By Kirsty Needham
SYDNEY (Reuters) -The sails of the iconic Sydney Opera House were illuminated on Friday night with a photographic tribute to welcome King Charles and Queen Camilla, as they arrived in Australia on the first visit by a reigning British monarch in 13 years.
The royal couple arrived in Sydney on a Royal Australian Air Force plane on Friday evening, and were greeted on the tarmac by Prime Minister Anthony Albanese, Australia’s Governor-General Sam Mostyn and the premier of New South Wales state Chris Minns.
King Charles carried an umbrella and chatted with the welcoming party, as rain cleared for the royals’ arrival.
The couple travelled in a motorcade to Admiralty House, a historic government foreshore residence overlooking Sydney Harbour and the opera house, where they will meet privately with Albanese and his partner Jodie Haydon.
Sydney’s Opera House displayed a photographic montage of King Charles’s previous visits to Australia, where he attended school for six months as a teenager, and has returned more than a dozen times.
King Charles is making his inaugural visit to an overseas realm as sovereign, his first major foreign trip since being diagnosed with cancer.

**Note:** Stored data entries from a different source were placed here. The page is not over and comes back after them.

PR #72, opened 2024-02-23
feature: polaris fsspec basic read only implementation

lmtroper:
## Changelogs

Integrated a read-only version of [Hadrien's POC](https://github.com/polaris-hub/polaris-fs/blob/main/polarisfs/client/fs.py) for the Polaris FSSpec. Some of the major changes include:
- Added a new endpoint in the client to be able to read the zarr file of a dataset.
- Added a new submodule in the hub folder, `polarisfs.py` which contains the FSSpec.
- For read-only implementation, the FSSpec currently supports the `ls` and `cat_file` operations.

#### More details of the FSSpec Implementation:
- The `ls` function makes a GET request to the Hub's api storage ls endpoint which returns an array of dictionaries, containing the files and directories within a given path in the Cloudflare R2 bucket.
- In the `ls` function, the prefix is required to be removed from each entry as the path provided to the Zarr store contains only the `{path}/...`, and not the `dataset/{owner}/{name}/{path}...`
- The `cat_file` makes a GET request to the Hub's api storage endpoint to obtain a signed URL for a given path and follows the redirect to obtain the contents of the file.
- The `cat_file` needed to have an specified timeout to avoid ending prematurely for larger sized zarr files

---

_Checklist:_

Linked to: https://github.com/polaris-hub/polaris-hub/pull/276

### DIFF
--- a/docs/api/hub.polarisfs.md
+++ b/docs/api/hub.polarisfs.md
@@ -1,4 +1,4 @@
-::: polaris.hub.polarisfs.PolarisFS
+::: polaris.hub.polarisfs.PolarisFileSystem
     options: 
         merge_init_into_class: true
         filters: ["!^_"]
--- a/docs/api/hub.polarisfs.md
+++ b/docs/api/hub.polarisfs.md
@@ -1,5 +1,5 @@
-::: polaris.hub.polarisfs.PolarisFSFileSystem
+::: polaris.hub.polarisfs.PolarisFS
     options: 
         merge_init_into_class: true
-        filters: ["!^_", "!create_authorization_url", "!fetch_token", "!request", "!token"]
+        filters: ["!^_"]
 ---
--- a/docs/api/hub.polarisfs.md
+++ b/docs/api/hub.polarisfs.md
@@ -1,0 +1,5 @@
+::: polaris.hub.polarisfs.PolarisFSFileSystem
+    options: 
+        merge_init_into_class: true
+        filters: ["!^_", "!create_authorization_url", "!fetch_token", "!request", "!token"]
+---
--- a/polaris/hub/client.py
+++ b/polaris/hub/client.py
@@ -354,7 +354,9 @@ class PolarisHubClient(OAuth2Client):
             store = zarr.storage.FSStore(path, fs=polaris_fs)
             return zarr.open(store, mode="r")
         except TimeoutError as timeout_error:
-            raise PolarisHubError(f"Timeout error: {timeout_error}. Consider increasing the expiration_seconds parameter and try again.")
+            raise PolarisHubError(
+                f"Timeout error: {timeout_error}. Consider increasing the expiration_seconds parameter and try again."
+            )
         except Exception as e:
             raise PolarisHubError(f"Error opening Zarr store: {e}")
 
--- a/polaris/hub/client.py
+++ b/polaris/hub/client.py
@@ -333,7 +333,7 @@ class PolarisHubClient(OAuth2Client):
 
         return Dataset(**response)
 
-    def read_zarr_file(self, owner: str, name: str, path: str, **kwargs):
+    def read_zarr_file(self, owner: Union[str, HubOwner], name: str, path: str) -> zarr.hierarchy.Group:
         """Read a Zarr file from a Polaris dataset
 
         Args:
@@ -342,12 +342,10 @@ class PolarisHubClient(OAuth2Client):
             path: Path to the Zarr file within the dataset.
 
         Returns:
-            zarr.hierarchy.Group: The Zarr object representing the dataset.
+            The Zarr object representing the dataset.
         """
         polaris_fs = PolarisFSFileSystem(
             polaris_client=self,
-            polarisfs_url=str(self.base_url),
-            default_expirations_seconds=10 * 60,
             dataset_owner=owner,
             dataset_name=name,
         )
@@ -355,6 +353,8 @@ class PolarisHubClient(OAuth2Client):
         try:
             store = zarr.storage.FSStore(path, fs=polaris_fs)
             return zarr.open(store, mode="r")
+        except TimeoutError as timeout_error:
+            raise PolarisHubError(f"Timeout error: {timeout_error}. Consider increasing the expiration_seconds parameter and try again.")
         except Exception as e:
             raise PolarisHubError(f"Error opening Zarr store: {e}")
 
--- a/polaris/hub/client.py
+++ b/polaris/hub/client.py
@@ -28,7 +28,7 @@ from polaris.benchmark import (
 from polaris.dataset import Dataset
 from polaris.evaluate import BenchmarkResults
 from polaris.hub.settings import PolarisHubSettings
-from polaris.hub.polarisfs import PolarisFSFileSystem
+from polaris.hub.polarisfs import PolarisFS
 from polaris.utils import fs
 from polaris.utils.constants import DEFAULT_CACHE_DIR
 from polaris.utils.errors import PolarisHubError, PolarisUnauthorizedError
@@ -344,7 +344,7 @@ class PolarisHubClient(OAuth2Client):
         Returns:
             The Zarr object representing the dataset.
         """
-        polaris_fs = PolarisFSFileSystem(
+        polaris_fs = PolarisFS(
             polaris_client=self,
             dataset_owner=owner,
             dataset_name=name,
@@ -354,11 +354,9 @@ class PolarisHubClient(OAuth2Client):
             store = zarr.storage.FSStore(path, fs=polaris_fs)
             return zarr.open(store, mode="r")
         except TimeoutError as timeout_error:
-            raise PolarisHubError(
-                f"Timeout error: {timeout_error}. Consider increasing the expiration_seconds parameter and try again."
-            )
+            raise PolarisHubError(f"Timeout error.") from timeout_error
         except Exception as e:
-            raise PolarisHubError(f"Error opening Zarr store: {e}")
+            raise PolarisHubError(f"Error opening Zarr store") from e
 
     def list_benchmarks(self, limit: int = 100, offset: int = 0) -> list[str]:
         """List all available benchmarks on the Polaris Hub.
--- a/polaris/hub/client.py
+++ b/polaris/hub/client.py
@@ -18,6 +18,7 @@ from authlib.oauth2.client import OAuth2Client as _OAuth2Client
 from httpx import HTTPStatusError
 from httpx._types import HeaderTypes, TimeoutTypes, URLTypes
 from loguru import logger
+import zarr
 
 from polaris.benchmark import (
     BenchmarkSpecification,
@@ -27,6 +28,7 @@ from polaris.benchmark import (
 from polaris.dataset import Dataset
 from polaris.evaluate import BenchmarkResults
 from polaris.hub.settings import PolarisHubSettings
+from polaris.hub.polarisfs import PolarisFSFileSystem
 from polaris.utils import fs
 from polaris.utils.constants import DEFAULT_CACHE_DIR
 from polaris.utils.errors import PolarisHubError, PolarisUnauthorizedError
@@ -101,6 +103,10 @@ class PolarisHubClient(OAuth2Client):
 
         self.code_verifier = generate_token(48)
 
+        self.polarisfs = PolarisFSFileSystem(
+            polarisfs_url=settings.api_url,
+            default_expirations_seconds=10 * 60)
+
         super().__init__(
             # OAuth2Client
             client_id=settings.client_id,
@@ -142,7 +148,6 @@ class PolarisHubClient(OAuth2Client):
             raise PolarisHubError(
                 f"The request to the Polaris Hub failed. See the error message below for more details:\n{response}"
             ) from error
-
         # Convert the response to json format if the response contains a 'text' body
         try:
             response = response.json()
@@ -302,6 +307,42 @@ class PolarisHubClient(OAuth2Client):
         )
         dataset_list = [bm["artifactId"] for bm in response["data"]]
         return dataset_list
+    
+    # TEMP
+    # Just using this to verify the path works from directly from the client
+    def list_objects_in_path(self, 
+        owner="polaris-test", # owner: Union[str, HubOwner],
+        name="__test", # name: str
+        path="zarr_test_archives/1GB_many_arrays.zarr/data.zarr/", 
+        **kwargs
+    ):
+
+        return self._base_request_to_hub(url=f"storage/dataset/{owner}/{name}/ls/{path}", 
+            method="GET")
+
+
+    def get_zarr_root_file(self, 
+    owner="polaris-test", 
+    name="__test", 
+    parts="zarr_test_archives/1GB_many_arrays.zarr/data.zarr/", 
+    **kwargs
+    ):
+        import traceback
+
+        path = f"{self.polarisfs.protocol}://storage/dataset/polaris-test/__test/ls/zarr_test_archives/1GB_many_arrays.zarr/data.zarr/"
+
+        try:
+            store = zarr.storage.FSStore(path, fs=self.polarisfs)
+            root = zarr.open(store, mode="a")
+            print(root.info)
+
+        except Exception as e:
+            print(f"Error opening Zarr store: {e}")
+            traceback.print_exc()
+
+        return None
+
+
 
     def get_dataset(self, owner: Union[str, HubOwner], name: str) -> Dataset:
         """Load a dataset from the Polaris Hub.
--- a/polaris/hub/client.py
+++ b/polaris/hub/client.py
@@ -11,14 +11,14 @@ import certifi
 import fsspec
 import httpx
 import pandas as pd
+import zarr
 from authlib.common.security import generate_token
 from authlib.integrations.base_client.errors import InvalidTokenError, MissingTokenError
 from authlib.integrations.httpx_client import OAuth2Client, OAuthError
 from authlib.oauth2.client import OAuth2Client as _OAuth2Client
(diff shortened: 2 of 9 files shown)


polaris/hub/polarisfs.py
```diff
@@ -0,0 +1,82 @@
...
+
+        # GET request to Polaris Hub for signed URL of file
+        response = self.polaris_client.get(cat_path, params={})
+
+        # This should be a 307 redirect with the signed URL
+        if response.status_code != 307:
+            try:
+                response.raise_for_status()
+            except httpx.HTTPStatusError as error:
+                raise PolarisHubError("Could not get signed URL from Polaris Hub.") from error
```
cwognum, line 78: An exception should always be thrown within this `if` statement! Now it can happen that the Hub returns a `200`, but we really needed that `307`.

polaris/hub/polarisfs.py
```diff
@@ -0,0 +1,82 @@
...
+                {"name": p["name"].replace(self.prefix, ""), "size": p["size"], "type": p["type"]}
+                for p in response.json()
+            ]
+            return detailed_entries
+
+    def cat_file(self, path: str, **kwargs):
+        cat_path = f"{self.base_path}/{path}"
+
+        # GET request to Polaris Hub for signed URL of file
+        response = self.polaris_client.get(cat_path, params={})
```
cwognum, line 71: Can we remove the params? 

```suggestion
        response = self.polaris_client.get(cat_path)
```

polaris/hub/polarisfs.py
```diff
@@ -0,0 +1,82 @@
...
+
+from pydantic_settings import BaseSettings, SettingsConfigDict
+
+from polaris.utils.errors import PolarisHubError
+
+
+class PolarisfsSettings(BaseSettings):
+    url: str = "http://localhost:3000/"
+
+    model_config = SettingsConfigDict(env_prefix="POLARIS_")
```
cwognum, line 14: I don't think we need this? Hadrien needed this as he was using a newly created `httpx` client in his request. We can rely on the Polaris client, which already has the relevant settings.

polaris/hub/polarisfs.py
```diff
@@ -0,0 +1,82 @@
...
+        # This should be a 307 redirect with the signed URL
+        if response.status_code != 307:
+            try:
+                response.raise_for_status()
+            except httpx.HTTPStatusError as error:
+                raise PolarisHubError("Could not get signed URL from Polaris Hub.") from error
+
+        storage_response = self.http_client.get(response.json()["url"], timeout=(10, 200))
+
+        return storage_response.content
```
cwognum, line 82: Related to my earlier comments, we should use the `start` and `end` parameter to limit which bytes we return!

polaris/hub/polarisfs.py
```diff
@@ -0,0 +1,82 @@
...
+
+        # This should be a 307 redirect with the signed URL
+        if response.status_code != 307:
+            try:
+                response.raise_for_status()
+            except httpx.HTTPStatusError as error:
+                raise PolarisHubError("Could not get signed URL from Polaris Hub.") from error
+
+        storage_response = self.http_client.get(response.json()["url"], timeout=(10, 200))
+
```
cwognum, line 81: Something might have gone wrong with the `storage_response`. We should add a `raise_for_status()`!

polaris/hub/polarisfs.py
```diff
@@ -0,0 +1,82 @@
...
+        self.base_path = f"/storage/dataset/{dataset_owner}/{dataset_name}"
+
+        # Prefix to remove from ls entries
+        self.prefix = f"dataset/{dataset_owner}/{dataset_name}/"
+
+    def ls(self, path: str, detail=False, **kwargs):
+        ls_path = f"{self.base_path}/ls/{path}"
+
+        # GET request to Polaris Hub to list objects in path
+        response = self.polaris_client.get(ls_path.rstrip("/"), params={})
```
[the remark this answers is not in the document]
cwognum: Can we also remove the `params={}`?

cwognum (commented):
Don't be discouraged with the many comments. I am super excited how this is coming together and you're doing great work! :rocket: 

Because it is all-in-all quite an intricate and complex system, I was quite nitpicky in my review to make sure it will be easier to maintain moving forward!

polaris/hub/client.py
```diff
@@ -332,6 +333,31 @@ def get_dataset(self, owner: Union[str, HubOwner], name: str) -> Dataset:
...
+            name: Name of the dataset.
+            path: Path to the Zarr file within the dataset.
+
+        Returns:
+            zarr.hierarchy.Group: The Zarr object representing the dataset.
+        """
+        polaris_fs = PolarisFSFileSystem(
+            polaris_client=self,
+            polarisfs_url=str(self.base_url), 
+            default_expirations_seconds=10 * 60,
```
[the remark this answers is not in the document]
lmtroper: @cwognum Should `default_expiration_seconds` be the parameter passed for timeout? 

e.g., `storage_response = self.polaris_client.get(response.json()["url"], auth=None, timeout=self.default_expiration_seconds)`

polaris/hub/client.py
```diff
@@ -332,6 +333,33 @@ def get_dataset(self, owner: Union[str, HubOwner], name: str) -> Dataset:
...
+        polaris_fs = PolarisFSFileSystem(
+            polaris_client=self,
+            dataset_owner=owner,
+            dataset_name=name,
+        )
+
+        try:
+            store = zarr.storage.FSStore(path, fs=polaris_fs)
+            return zarr.open(store, mode="r")
+        except TimeoutError as timeout_error:
```
cwognum, line 356: Looking at the HTTPX documentation, it appears `httpx` will throw a custom `TimeoutException`. See: https://www.python-httpx.org/exceptions/#the-exception-hierarchy

polaris/hub/client.py
```diff
@@ -332,6 +333,33 @@ def get_dataset(self, owner: Union[str, HubOwner], name: str) -> Dataset:
...
+            raise PolarisHubError(
+                f"Timeout error: {timeout_error}. Consider increasing the expiration_seconds parameter and try again."
+            )
```
cwognum, line 359: `expiration_seconds` is not a parameter the user can actually influence as of now! 

I would do the following: 
1. Add a `default_timeout` parameter to `PolarisFSFileSystem`
2. Keep the `timeout` parameter for `cat_file` and `ls`, but its default value is `None`. 
3. If `None` in `cat_file` or `ls`, the timeout will be set to the `default_timeout`
4. Add a `timeout` parameter to the `read_zarr` method that is passed to `default_timeout` parameter when creating the PolarisFS object.

Then you can change this line to: 

```suggestion
            raise PolarisHubError(
                f"Timeout error. Consider increasing the `timeout` parameter and try again."
            ) from timeout_error
```

polaris/hub/client.py
```diff
@@ -332,6 +333,33 @@ def get_dataset(self, owner: Union[str, HubOwner], name: str) -> Dataset:
...
+        except Exception as e:
+            raise PolarisHubError(f"Error opening Zarr store: {e}")
```
cwognum, line 361:
```suggestion
            raise PolarisHubError(f"Error opening Zarr store") from e
```

polaris/hub/polarisfs.py
```diff
@@ -0,0 +1,104 @@
+import fsspec
+
+from typing import Union, List, Dict, Any
+
+from polaris.utils.errors import PolarisHubError
+
+from httpx._types import TimeoutTypes
+
+
+class PolarisFSFileSystem(fsspec.AbstractFileSystem):
```
cwognum, line 10: Should we rename the class to `PolarisFileSystem` ? `FS` = `FileSystem`, right?

polaris/hub/polarisfs.py
```diff
@@ -0,0 +1,104 @@
...
+        **kwargs: Additional keyword arguments.
+    """
+
+    sep = "/"
+    protocol = "polarisfs"
+    async_impl = False
+
+    def __init__(
+        self,
+        polaris_client: Any,
```
cwognum, line 34:
```suggestion
        polaris_client: PolarisHubClient,
```

Although hat probably leads to cyclic imports? You could do a conditional import. See https://docs.python.org/3/library/typing.html#typing.TYPE_CHECKING. 

Something like:

```python
from typing import TYPE_CHECKING
if TYPE_CHECKING: 
    from polaris.hub import PolarisHubClient
```

polaris/hub/polarisfs.py
```diff
@@ -0,0 +1,104 @@
...
+        super().__init__(**kwargs)
+
+        self.polaris_client = polaris_client
+
+        # Prefix to remove from ls entries
+        self.prefix = f"dataset/{dataset_owner}/{dataset_name}/"
+        self.base_path = f"/storage/{self.prefix}"
+
+    def ls(
+        self, path: str, detail: bool = False, timeout: TimeoutTypes = (10, 200), **kwargs: dict
```
cwognum, line 49: In line with earlier comments: 

```suggestion
        self, path: str, detail: bool = False, timeout: Optional[TimeoutTypes] = None, **kwargs: dict
```

and then: 

```python
if timeout is None: 
    timeout = self._default_timeout
```

polaris/hub/polarisfs.py
```diff
@@ -0,0 +1,104 @@
...
+            return entries
+        else:
+            detailed_entries = [
+                {"name": p["name"][len(self.prefix) :], "size": p["size"], "type": p["type"]}
+                for p in response.json()
+            ]
+            return detailed_entries
+
+    def cat_file(
+        self, path: str, start: int = None, end: int = None, timeout: TimeoutTypes = (10, 200), **kwargs: dict
```
cwognum, line 78: In line with earlier comments: 

```suggestion
        self, path: str, start: int = None, end: int = None, timeout: Optional[TimeoutTypes] = None, **kwargs: dict
```

and then: 

```python
if timeout is None: 
    timeout = self._default_timeout
```

polaris/hub/polarisfs.py
```diff
@@ -0,0 +1,104 @@
...
+    sep = "/"
+    protocol = "polarisfs"
+    async_impl = False
+
+    def __init__(
+        self,
+        polaris_client: Any,
+        dataset_owner: str,
+        dataset_name: str,
+        default_expirations_seconds: int = 10 * 60,
```
cwognum, line 37: Not being used, right? Maybe in line with earlier comments, we can change this to `default_timeout`? 

```suggestion
        default_timeout: TimeoutTypes = (10, 200),
```

docs/api/hub.polarisfs.md
```diff
@@ -0,0 +1,5 @@
+::: polaris.hub.polarisfs.PolarisFSFileSystem
+    options: 
+        merge_init_into_class: true
+        filters: ["!^_", "!create_authorization_url", "!fetch_token", "!request", "!token"]
```
cwognum, line 4: Minor, but the other filters are note needed!

```suggestion
        filters: ["!^_"]
```

polaris/hub/polarisfs.py
```diff
@@ -0,0 +1,104 @@
...
+
+    def ls(
+        self, path: str, detail: bool = False, timeout: TimeoutTypes = (10, 200), **kwargs: dict
+    ) -> Union[List[str], List[Dict[str, Any]]]:
+        """List objects in the specified path within the Polaris dataset.
+
+        Args:
+            path: The path within the dataset to list objects.
+            detail: If True, returns detailed information about each object.
+            **kwargs: Additional keyword arguments.
```
cwognum, line 56: Since we do not use the `kwargs`, I would not document them!

polaris/hub/polarisfs.py
```diff
@@ -0,0 +1,104 @@
...
+
+class PolarisFSFileSystem(fsspec.AbstractFileSystem):
+    """
+    A file system interface for accessing datasets on the Polaris platform.
+
+    This class extends `fsspec.AbstractFileSystem` and provides methods to list objects within a Polaris dataset
+    and fetch the content of a file from the dataset.
+
+    Note: Zarr Integration
+        This file system can be used with Zarr for working with multidimensional array data stored in the Polaris dataset.
```
cwognum, line 18: This is great! 🚀 

Maybe we can extend this note even more to explain - at a high-level - why this is needed. We can also add a simple code example, I'm thinking: 

```python
fs = PolarisFileSystem(...)
store = zarr.storage.FSStore(..., fs=polaris_fs)
return zarr.open(store, mode="r")
```

polaris/hub/polarisfs.py
```diff
@@ -0,0 +1,104 @@
...
+        self, path: str, start: int = None, end: int = None, timeout: TimeoutTypes = (10, 200), **kwargs: dict
+    ) -> bytes:
+        """Fetches and returns the content of a file from the Polaris dataset.
+
+        Args:
+            path: The path to the file within the dataset.
+            start: The starting index of the content to retrieve.
+            end: The ending index of the content to retrieve.
+            timeout: Maximum time (in seconds) to wait for the request to complete.
+            **kwargs: Additional keyword arguments.
```
cwognum, line 87: If we're not using the `kwargs`, we should remove them from the docs! 

Looking at the [docs](https://filesystem-spec.readthedocs.io/en/latest/api.html#fsspec.spec.AbstractFileSystem.cat_file) though, it seems we should use `open` and pass the `kwargs` there. 

Maybe: 

```python
with fsspec.open(signed_url, "rb", **kwargs) as f: 
    data = f.read()
return data[start:end]
```

Is that possible with signed URLs?

cwognum (commented):
Coming together nicely! We're almost there! 🔥

CICD seems to be failing due to a mismatch between `ruff` and `black` due to line length. I will look into this some more!

polaris/hub/client.py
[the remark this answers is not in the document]
cwognum: See my comment in the new review!

polaris/hub/client.py
jstlaurent, line 359: **Suggestion**
In Python, when catching an exception and raising another one, it's often a good idea to use the `from`clause to [chain the exceptions](https://realpython.com/python-raise-exception/#chaining-exceptions-with-the-from-clause) together. That makes debugging error easier.

```suggestion
            raise PolarisHubError(
                f"Timeout error: {timeout_error}. Consider increasing the expiration_seconds parameter and try again."
            ) from timeout_error
```

polaris/hub/client.py
jstlaurent, line 361: **Suggestion**
Here too, chaining the exception:
```suggestion
            raise PolarisHubError(f"Error opening Zarr store: {e}") from e
```

polaris/hub/polarisfs.py
jstlaurent, line 37: **Question**
Whenever I see numbers like these in the code, I have to ask whether putting with the other settings (in `polaris.hub.settings.PolarisHubSettings`) would be a better place to do so.

Even if the user doesn't customize it through an env variable, all the settings are in one place, and that makes it easier to manage.

polaris/hub/polarisfs.py
```diff
@@ -0,0 +1,104 @@
...
+            A list of dictionaries if detail is True; otherwise, a list of object names.
+        """
+        ls_path = f"{self.base_path}ls/{path}"
+
+        # GET request to Polaris Hub to list objects in path
+        response = self.polaris_client.get(ls_path.rstrip("/"), timeout=timeout)
+        response.raise_for_status()
+
+        if not detail:
+            entries = [p["name"][len(self.prefix) :] for p in response.json()]
```
jstlaurent, line 68: **Suggestion**
If your goal is to remove the prefix from the string, then a more reliable way is the [`removeprefix`](https://docs.python.org/3/library/stdtypes.html#str.removeprefix) method from the string class:

```suggestion
            entries = [p["name"].removeprefix(self.prefix) for p in response.json()]
```

polaris/hub/polarisfs.py
```diff
@@ -0,0 +1,104 @@
...
+            return entries
+        else:
+            detailed_entries = [
+                {"name": p["name"][len(self.prefix) :], "size": p["size"], "type": p["type"]}
```
jstlaurent, line 72: **Suggestion**
Same here:
```suggestion
                {"name": p["name"].removeprefix(self.prefix), "size": p["size"], "type": p["type"]}
```

polaris/hub/polarisfs.py
jstlaurent, line 78: **Suggestion**
I think the typing here should be:
```suggestion
        self, path: str, start: Union[int, None] = None, end: Union[int, None] = None, timeout: TimeoutTypes = (10, 200), **kwargs: dict
```

jstlaurent (approved):
I'll defer to Cas for most comments, since he knows the client better than I do. I did have some suggestions here and there, but nothing major.

polaris/hub/polarisfs.py
cwognum: Learned something new here! Didn't know this existed! 🎉

polaris/hub/polarisfs.py
lmtroper: @cwognum Sure, that makes sense! Would this then remove the need to pass `default_timeout` as a parameter to the FS? (e.g., as a parameter in `read_zarr_file`)

`def read_zarr_file( self, owner: Union[str, HubOwner], name: str, path: str, timeout: Optional[TimeoutTypes] = None) -> zarr.hierarchy.Group:`

cwognum: Let's remove it for now. 

Once we start thinking about a more integrated API that loads a `Dataset` and the underlying zarr archive, we will revisit how to let the user easily change the timeout.

cwognum:
Great work, @lmtroper !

Earlier, the royal couple wrote on social media platform X, “We are really looking forward to returning to this beautiful country to celebrate the extraordinarily rich cultures and communities that make it so special.”
The couple are visiting Sydney and Canberra over six days, before travelling to the Commonwealth Heads of Government Meeting in Samoa.
The official programme begins on Sunday in Sydney.